Personal information
- Full name: Jana Horáková
- Born: 4 September 1983 (age 41) Prostějov, Czechoslovakia
- Height: 1.72 m (5 ft 7+1⁄2 in)
- Weight: 65 kg (143 lb)

Team information
- Current team: Duratec
- Discipline: Bicycle motocross (BMX)
- Role: Rider
- Rider type: Off road

Professional teams
- 2003–2009: Suzuki-RB Team
- 2010–: Duratec

Medal record
Women's BMX racing
Representing Czech Republic
UCI World Championships
| Bronze medal – third place | 2002 Paulínia | BMX |
| Bronze medal – third place | 2007 Victoria | BMX |
| Bronze medal – third place | 2005 UCI Mountain Bike World Cup | Four-cross |

= Jana Horáková =

Czech professional BMX cyclist

Jana Horáková (born 4 September 1983 in Prostějov) is a Czech professional BMX cyclist. Having started BMX racing at age fifteen, Horakova has claimed numerous Czech national titles, eight European championship titles (a conglomerate of under-12, junior, and elite), and more importantly, two bronze medals in the women's elite category at the UCI World Championships (2002 and 2007). She also represented her nation Czech Republic at the 2008 Summer Olympics, and has been racing professionally for most of her sporting career on the Suzuki-RB Team, before signing an exclusive, three-year sponsorship contract with Duratec in 2010.

Horakova qualified for the Czech squad, as a lone female rider, in women's BMX cycling at the 2008 Summer Olympics in Beijing by receiving an automatic berth from the Czech Cycling Union based on her top-ten performance at the UCI BMX World Rankings. After she surprisingly grabbed an eighth seed on the morning prelims with a time of 38.077, Horakova could not match a stellar ride in her semifinal heat with 16 positioning points and a fifth-place finish, narrowly missing out the top-eight final by a two-point deficit.

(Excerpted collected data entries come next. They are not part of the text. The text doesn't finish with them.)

PR #413, opened 2022-03-07
Add a cluster manager that supports that Dask Operator

Matt711:
As a part of https://github.com/dask/dask-kubernetes/pull/392, the Dask Operator needs a python cluster manager create and delete kubernetes CRDs on Kubernetes. This PR is concerned withcreating the python cluster manager class. The new cluster manager that we're calling KubeCluster2 (for now) will subclass Cluster (from distributed). And will overwrite a lot of its methods, supporting the work we've done with the [Operator](https://github.com/dask/dask-kubernetes/pull/392).


dask_kubernetes/operator/core.py
```diff
@@ -0,0 +1,52 @@
...
+    def __init__(self, name, loop=None, asynchronous=False, **kwargs):
+        self.name = name
+        self.core_api = None
+        self.scheduler_comm = None
+
+        status = subprocess.run(
+            ["kopf", "run", ".daskcluster.py"],
+            capture_output=True,
+            encoding="utf-8",
+        )
```
jacobtomlinson, line 28: We shouldn't be running the operator here. That should be running already on our cluster independently of what Dask clusters we create.

jacobtomlinson (commented):
Some quick thoughts.

This looks inspired by the `HelmCluster` which is a great starting point but a slightly different paradigm. In `HelmCluster` we are always connecting to an existing cluster, because they can only be created by `helm`.

In this cluster manager we want two different ways of creating things, one where we create the cluster, and another where we connect to an existing cluster.

I would expect if someone did `cluster = KubeCluster2(name="foo", ...)` it will create a `DaskCluster` resource called `foo` via the Kubernetes API, wait for the service to become available and then connect an RPC to it. This should fail if the cluster already exists.

I would also expect folks to be able to run `cluster = KubeCluster2.from_name("foo")` which skips creating the resources and just connects to the existing cluster. This should fail if this doesn't already exist.

dask_kubernetes/operator/core.py
```diff
@@ -0,0 +1,88 @@
...
+        self.custom_api = None
+        self.image = image
+        self.replicas = replicas
+        self.resources = resources
+        self.env = env
+
+        super().__init__(asynchronous=asynchronous, **kwargs)
+        if not self.asynchronous:
+            self._loop_runner.start()
+            self.sync(self._start)
```
Matt711, line 48: This is failing with `NewConnectionError`. Has this happened to you before @jacobtomlinson?

jacobtomlinson: I don't think so. Which module does`NewConnectionError` come from?

jacobtomlinson: Hmm no idea. Perhaps this is happening somewhere inside `_start` and by running it async like this is causing the traceback to report the wrong line. This could well be related to the `kubernetes` API calls.

dask_kubernetes/operator/core.py
```diff
@@ -0,0 +1,88 @@
...
+        data = build_cluster_spec(
+            self.name, self.image, self.replicas, self.resources, self.env
+        )
+        cluster = self.custom_api.create_namespaced_custom_object(
+            group="kubernetes.dask.org",
+            version="v1",
+            plural="daskclusters",
+            namespace=self.namespace,
+            body=data,
+        )
```
Matt711, line 62: The `NewConnectionError` is coming from here. I'm not sure why I can't create custom resources here, but I can [here](https://github.com/dask/dask-kubernetes/pull/392/files#diff-d63febde65b9397396016375ad5bee42b517b65a423e69918aebac8c6c0b07a9R187-R193).

Matt711: I wonder if it can't connect to the Kubernetes API. Something to do with kubeconfig, maybe?

jacobtomlinson: This might be important. I don't see it here.

https://github.com/dask/dask-kubernetes/blob/2aa7212cc7fbffd25caa8cf474d950dd876821d0/dask_kubernetes/core.py#L561

dask_kubernetes/operator/core.py
```diff
@@ -0,0 +1,170 @@
...
+                "kubectl",
+                "apply",
+                "-f",
+                "data.json",
+                "-n",
+                self.namespace,
+            ],
+            encoding="utf-8",
+        )
+        time.sleep(5)
```
Matt711, line 65: Waits for the pods to be in Running state. Not ideal, but I could not get it to work with `while "Running" not in kubectl ...`

dask_kubernetes/operator/core.py
```diff
@@ -0,0 +1,170 @@
...
+                "8786:8786",
+                "-n",
+                f"{self.namespace}",
+            ],
+            stdin=subprocess.DEVNULL,
+            stdout=subprocess.DEVNULL,
+            stderr=subprocess.DEVNULL,
+            start_new_session=True,
+        )
+        time.sleep(2)
```
Matt711, line 80: Similar thing here. Waits for port-forward service to start. Not sure how to do this a better way.

Matt711:
```
>>> cluster
KubeCluster2(foo, 'tcp://localhost:8786', workers=2, threads=160, memory=1.97 TiB)
>>> cluster.scale('default', 7)
>>> cluster
KubeCluster2(foo, 'tcp://localhost:8786', workers=7, threads=560, memory=6.89 TiB)
>>> cluster.scale('default', 3)
>>> cluster
KubeCluster2(foo, 'tcp://localhost:8786', workers=3, threads=240, memory=2.95 TiB) 
```

Matt711:
```
>>> cluster.add_worker_group('additional')
```
image

dask_kubernetes/operator/core.py
```diff
@@ -0,0 +1,167 @@
...
+                "apply",
+                "-f",
+                "data.json",
+                "-n",
+                self.namespace,
+            ],
+            encoding="utf-8",
+        )
+
+    def scale(self, worker_group, n):
```
Matt711, line 145: Switch argument order and make make `worker_group` a keyword arg

dask_kubernetes/operator/core.py
```diff
@@ -0,0 +1,167 @@
...
+                        f"{name}",
+                        "-n",
+                        self.namespace,
+                    ]
+                )
+            )
+            logs[name] = log
+        return logs
+
+    def add_worker_group(self, name, n=3):
```
Matt711, line 129: Switch argument order and make make `worker_group` a keyword arg.

dask_kubernetes/operator/core.py
```diff
@@ -0,0 +1,167 @@
...
+)
+
+
+class KubeCluster2(Cluster):
+    """Launch a Dask Cluster on Kubernetes using the Operator"""
+
+    def __init__(
+        self,
+        name,
+        namespace="default",
```
jacobtomlinson, line 24: I wonder if we can set this to `None` and use whatever namespace they have set in their context if they don't set it.

dask_kubernetes/operator/core.py
```diff
@@ -0,0 +1,167 @@
...
+        image="daskdev/dask:latest",
+        replicas=3,
```
jacobtomlinson, line 26: I would be tempted to call this `n_workers` to be consistent with other cluster managers.

dask_kubernetes/operator/core.py
```diff
@@ -0,0 +1,167 @@
...
+        super().__init__(asynchronous=asynchronous, **kwargs)
+        if not self.asynchronous:
+            self._loop_runner.start()
+            self.sync(self._start)
+
+    async def _start(self):
+        data = build_cluster_spec(
+            self.name, self.image, self.replicas, self.resources, self.env
+        )
+        with open("data.json", "w") as jfile:
```
jacobtomlinson, line 53: We should dump this to a [named temporary file](https://docs.python.org/3/library/tempfile.html#tempfile.NamedTemporaryFile).

dask_kubernetes/operator/core.py
jacobtomlinson: I don't feel confident merging with a sleep in here like this. I know we are going to fix some things up later but this is probably going to be very brittle. 

Could we use `kubectl wait` here instead? 

https://stackoverflow.com/questions/53536907/kubectl-wait-for-condition-complete-timeout-30s

dask_kubernetes/operator/core.py
```diff
@@ -0,0 +1,167 @@
...
+                "apply",
+                "-f",
+                "data.json",
+                "-n",
+                self.namespace,
+            ],
+            encoding="utf-8",
+        )
+        time.sleep(5)
+        pf = subprocess.Popen(
```
jacobtomlinson, line 67: Can we reuse [get_external_address_for_scheduler](https://github.com/dask/dask-kubernetes/blob/2aa7212cc7fbffd25caa8cf474d950dd876821d0/dask_kubernetes/utils.py#L43) here instead?

dask_kubernetes/operator/core.py
```diff
@@ -0,0 +1,167 @@
...
+                        self.namespace,
+                    ]
+                )
+            )
+            logs[name] = log
+        return logs
+
+    def add_worker_group(self, name, n=3):
+        data = build_worker_group_spec(name, self.image, n, self.resources, self.env)
+        with open("data.json", "w") as jfile:
```
jacobtomlinson, line 131: Same with a tempfile here.

dask_kubernetes/operator/core.py
jacobtomlinson: This should be compatible with other `scale` commands. If there is only one worker group then `scale(5)` should still work. I think this should be an optional kwarg.

```suggestion
    def scale(self, n, workergroup=None):
```

dask_kubernetes/operator/daskcluster.py
```diff
@@ -157,6 +172,7 @@ async def daskcluster_create(spec, name, namespace, logger, **kwargs):
         namespace=namespace,
         body=data,
     )
+    # await wait_for_scheduler(name, namespace)
```
jacobtomlinson, line 175: Why is this commented?

dask_kubernetes/operator/core.py
Matt711: And if they don't have is set in their context, should we go with 'default'? @jacobtomlinson

Matt711:
Example instantiating a `distributed.Client`
```
>>> from dask_kubernetes.operator.core import KubeCluster2
>>> cluster  = KubeCluster2(name='foo')
/home/nfs/mmurray/anaconda3/lib/python3.9/site-packages/distributed/client.py:1265: VersionMismatchWarning: Mismatched versions found

+-------------+-----------+-----------+---------+
| Package     | client    | scheduler | workers |
+-------------+-----------+-----------+---------+
| blosc       | None      | 1.10.2    | None    |
| dask        | 2022.01.1 | 2022.02.1 | None    |
| distributed | 2022.01.1 | 2022.2.1  | None    |
| lz4         | None      | 3.1.10    | None    |
| msgpack     | 1.0.2     | 1.0.3     | None    |
| toolz       | 0.11.1    | 0.11.2    | None    |
+-------------+-----------+-----------+---------+
Notes: 
-  msgpack: Variation is ok, as long as everything is above 0.6
  warnings.warn(version_module.VersionMismatchWarning(msg[0]["warning"]))
>>> cluster
KubeCluster2(foo, 'tcp://localhost:61957', workers=3, threads=240, memory=2.95 TiB)
>>> from dask.distributed import Client
>>> client = Client(cluster)
/home/nfs/mmurray/anaconda3/lib/python3.9/site-packages/distributed/client.py:1265: VersionMismatchWarning: Mismatched versions found

+-------------+---------------+----------------+----------------+
| Package     | client        | scheduler      | workers        |
+-------------+---------------+----------------+----------------+
| blosc       | None          | 1.10.2         | 1.10.2         |
| dask        | 2022.01.1     | 2022.02.1      | 2022.02.1      |
| distributed | 2022.01.1     | 2022.2.1       | 2022.2.1       |
| lz4         | None          | 3.1.10         | 3.1.10         |
| msgpack     | 1.0.2         | 1.0.3          | 1.0.3          |
| numpy       | 1.20.3        | 1.21.1         | 1.21.1         |
| pandas      | 1.3.4         | 1.3.0          | 1.3.0          |
| python      | 3.9.7.final.0 | 3.8.12.final.0 | 3.8.12.final.0 |
| toolz       | 0.11.1        | 0.11.2         | 0.11.2         |
+-------------+---------------+----------------+----------------+
Notes: 
-  msgpack: Variation is ok, as long as everything is above 0.6
  warnings.warn(version_module.VersionMismatchWarning(msg[0]["warning"]))
>>> from pprint import pprint as pp
>>> pp(client.scheduler_info())
{'address': 'tcp://10.244.0.22:8786',
 'id': 'Scheduler-2d8396f8-60a8-49ab-aba6-d962049cc182',
 'services': {'dashboard': 8787},
 'started': 1647652462.7280612,
 'type': 'Scheduler',
 'workers': {'tcp://10.244.0.23:36795': {'host': '10.244.0.23',
                                         'id': 'foo-cluster-default-worker-group-worker-a7dc2ef1f2be430991edb0bcb9877143',
                                         'last_seen': 1647652673.7929082,
                                         'local_directory': '/dask-worker-space/worker-a7_m9f1h',
                                         'memory_limit': 1082106646528,
                                         'metrics': {'bandwidth': {'total': 100000000,
                                                                   'types': {},
                                                                   'workers': {}},
                                                     'cpu': 0.0,
                                                     'executing': 0,
                                                     'in_flight': 0,
                                                     'in_memory': 0,
                                                     'memory': 120635392,
                                                     'num_fds': 25,
                                                     'read_bytes': 549.3930131857151,
                                                     'read_bytes_disk': 0.0,
                                                     'ready': 0,
                                                     'spilled_nbytes': {'disk': 0,
                                                                        'memory': 0},
                                                     'time': 1647652673.791038,
                                                     'write_bytes': 1256.6116556138718,
                                                     'write_bytes_disk': 515526.43006017234},
                                         'name': 'foo-cluster-default-worker-group-worker-a7dc2ef1f2be430991edb0bcb9877143',
                                         'nanny': 'tcp://10.244.0.23:36525',
                                         'nthreads': 80,
                                         'resources': {},
                                         'services': {'dashboard': 34903},
                                         'type': 'Worker'},
             'tcp://10.244.0.24:46283': {'host': '10.244.0.24',
                                         'id': 'foo-cluster-default-worker-group-worker-11a4cef58d454b35aa35664380679798',
                                         'last_seen': 1647652673.9110675,
                                         'local_directory': '/dask-worker-space/worker-7ncwlbo2',
                                         'memory_limit': 1082106646528,
                                         'metrics': {'bandwidth': {'total': 100000000,
                                                                   'types': {},
                                                                   'workers': {}},
                                                     'cpu': 0.0,
                                                     'executing': 0,
                                                     'in_flight': 0,
                                                     'in_memory': 0,
                                                     'memory': 119832576,
                                                     'num_fds': 25,
                                                     'read_bytes': 286.1724824990648,
                                                     'read_bytes_disk': 0.0,
                                                     'ready': 0,
                                                     'spilled_nbytes': {'disk': 0,
                                                                        'memory': 0},
                                                     'time': 1647652673.9092755,
                                                     'write_bytes': 994.5994671470995,
                                                     'write_bytes_disk': 786906.2858626033},
                                         'name': 'foo-cluster-default-worker-group-worker-11a4cef58d454b35aa35664380679798',
                                         'nanny': 'tcp://10.244.0.24:41277',
                                         'nthreads': 80,
                                         'resources': {},
                                         'services': {'dashboard': 43005},
                                         'type': 'Worker'},
             'tcp://10.244.0.25:40571': {'host': '10.244.0.25',
                                         'id': 'foo-cluster-default-worker-group-worker-f264282455a64f55a50b02c251487c87',
                                         'last_seen': 1647652673.778796,
                                         'local_directory': '/dask-worker-space/worker-1mvdgpz3',
                                         'memory_limit': 1082106646528,
                                         'metrics': {'bandwidth': {'total': 100000000,
                                                                   'types': {},
                                                                   'workers': {}},
                                                     'cpu': 2.0,
                                                     'executing': 0,
                                                     'in_flight': 0,
                                                     'in_memory': 0,
                                                     'memory': 120475648,
                                                     'num_fds': 25,
                                                     'read_bytes': 285.99359049856497,
                                                     'read_bytes_disk': 0.0,
                                                     'ready': 0,
                                                     'spilled_nbytes': {'disk': 0,
                                                                        'memory': 0},
                                                     'time': 1647652673.777244,
                                                     'write_bytes': 993.9777236208868,
                                                     'write_bytes_disk': 516084.4338529629},
                                         'name': 'foo-cluster-default-worker-group-worker-f264282455a64f55a50b02c251487c87',
                                         'nanny': 'tcp://10.244.0.25:41547',
                                         'nthreads': 80,
                                         'resources': {},
                                         'services': {'dashboard': 40213},
                                         'type': 'Worker'}}}
```

dask_kubernetes/operator/core.py
jacobtomlinson: We should just omit the `-n` flag from the command if this is set to `None`.

dask_kubernetes/operator/core.py
```diff
@@ -12,33 +12,98 @@
...
+        If the chart uses ClusterIP type services, forward the
+        ports locally. If you are running it locally it should
+        be the port you are forwarding to ``<port>``.
+    **kwargs: dict
+        Additional keyword arguments to pass to LocalCluster
+
+    Examples
+    --------
+    >>> from dask_kubernetes import KubeCluster2
+    >>> cluster = KubeCluster(name="foo")
```
jacobtomlinson, line 62: `KubeCluster2`?

dask_kubernetes/operator/core.py
```diff
@@ -47,102 +112,108 @@ def __init__(
...
+        kubernetes.config.load_kube_config()
+        self.core_api = kubernetes.client.CoreV1Api()
         data = build_cluster_spec(
-            self.name, self.image, self.replicas, self.resources, self.env
+            self.name, self.image, self.n_workers, self.resources, self.env
         )
-        with open("data.json", "w") as jfile:
-            json.dump(data, jfile)
+        temp_file = tempfile.NamedTemporaryFile()
+        config_path = f"{temp_file.name}.json"
```
jacobtomlinson, line 122: Why not just use `temp_file`? The `.json` extension doesn't really matter.

dask_kubernetes/tests/test_async.py
```diff
@@ -405,7 +405,7 @@ async def test_reject_evicted_workers(cluster):
     await cluster.core_api.create_namespaced_pod_eviction(
         (await worker.describe_pod()).metadata.name,
         (await worker.describe_pod()).metadata.namespace,
-        kubernetes.client.V1beta1Eviction(
+        kubernetes.client.V1Eviction(
```
Matt711, line 408: `V1beta1Eviction` was replaced in `kubernetes-asyncio` recently

jacobtomlinson (approved):
So happy to see green checks here!

I've had a play around locally and haven't run into any huge blockers. There are definitely things in here that need replacing and unpacking, especially the use of subprocess and nuking the finalizers. But let's do that in a follow up.

PR #736, opened 2023-06-13
Reinstate test_job

### LINKED ISSUE #735: Reinstate job test
In #729 I added a skip to `dask_kubernetes/operator/controller/tests/test_controller.py::test_job` because it was failing intermittently.

We should get it passing again and remove the skip.

jacobtomlinson:
Closes #735

### DIFF
--- a/dask_kubernetes/operator/controller/tests/test_controller.py
+++ b/dask_kubernetes/operator/controller/tests/test_controller.py
@@ -475,8 +475,8 @@ async def test_job(k8s_cluster, kopf_runner, gen_job):
             # job_status = _get_job_status(k8s_cluster, ns)
             # _assert_final_job_status(job, job_status, "Successful")
 
-    assert "A DaskJob has been created" in runner.stdout
-    assert "Job succeeded, deleting Dask cluster." in runner.stdout
+    # assert "A DaskJob has been created" in runner.stdout
+    # assert "Job succeeded, deleting Dask cluster." in runner.stdout
 
 
 @pytest.mark.asyncio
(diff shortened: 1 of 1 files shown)


bstadlbauer:
@jacobtomlinson Do you happen to have a link to failed run? I've had a look at the job code and might have found a race condition (that I think we've also seen on our production clusters). I'm not too sure about the exact inner working of kopf/k8s though so unsure. 

One thing that I could see being problematic is that we create the `job-runner` pod here: 
https://github.com/dask/dask-kubernetes/blob/6970a8c75cef0c866de939ad04ee6ddce44e3458/dask_kubernetes/operator/controller/controller.py#L728-L732

Which would, once it becomes `"Running"`, set the `JobStatus` to `Running` here: 
https://github.com/dask/dask-kubernetes/blob/6970a8c75cef0c866de939ad04ee6ddce44e3458/dask_kubernetes/operator/controller/controller.py#L738-L761

In case this happens before the `daskjob_create_components()` finishes, it could be that the `JobsStatus` is overwritten to `ClusterCreated` here: 
https://github.com/dask/dask-kubernetes/blob/6970a8c75cef0c866de939ad04ee6ddce44e3458/dask_kubernetes/operator/controller/controller.py#L733-L735

jacobtomlinson:
Yeah that's interesting! Perhaps we need some check of before and after to ensure we only transition in the right direction. Do you have any interest in taking this over?

bstadlbauer:
I can, but at the moment I'm not sure whether I can commit to a timeline. I would like to get #731 finished first but could have a look at this one afterwards

bstadlbauer:
@jacobtomlinson I've thought a bit about this and I think there might be no good way to resolve the race condition between `ClusterCreated` and `Running`, as we would need an atomic patch of the form "Only update to Cluster Created if it is not Running" where the if cannot be realized in a patch afaik. 
What about removing the `ClusterCreated` state entirely? 🤔

jacobtomlinson:
> We could also create the job runner pod after the cluster moved to ClusterCreated 

I think that might make sense.

jacobtomlinson:
Closing in favour of #739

In September 2011, Horakova had tested positive for the banned substance clenbuterol while participating in fourcross mountain biking at the World Championships. On 28 June 2012 the Union Cycliste Internationale had officially decided to order Horakova a two-year suspension from the UCI World Championships, and more importantly, from the Olympic Games in London, despite being appealed by the Czech Cycling Union earlier of that year.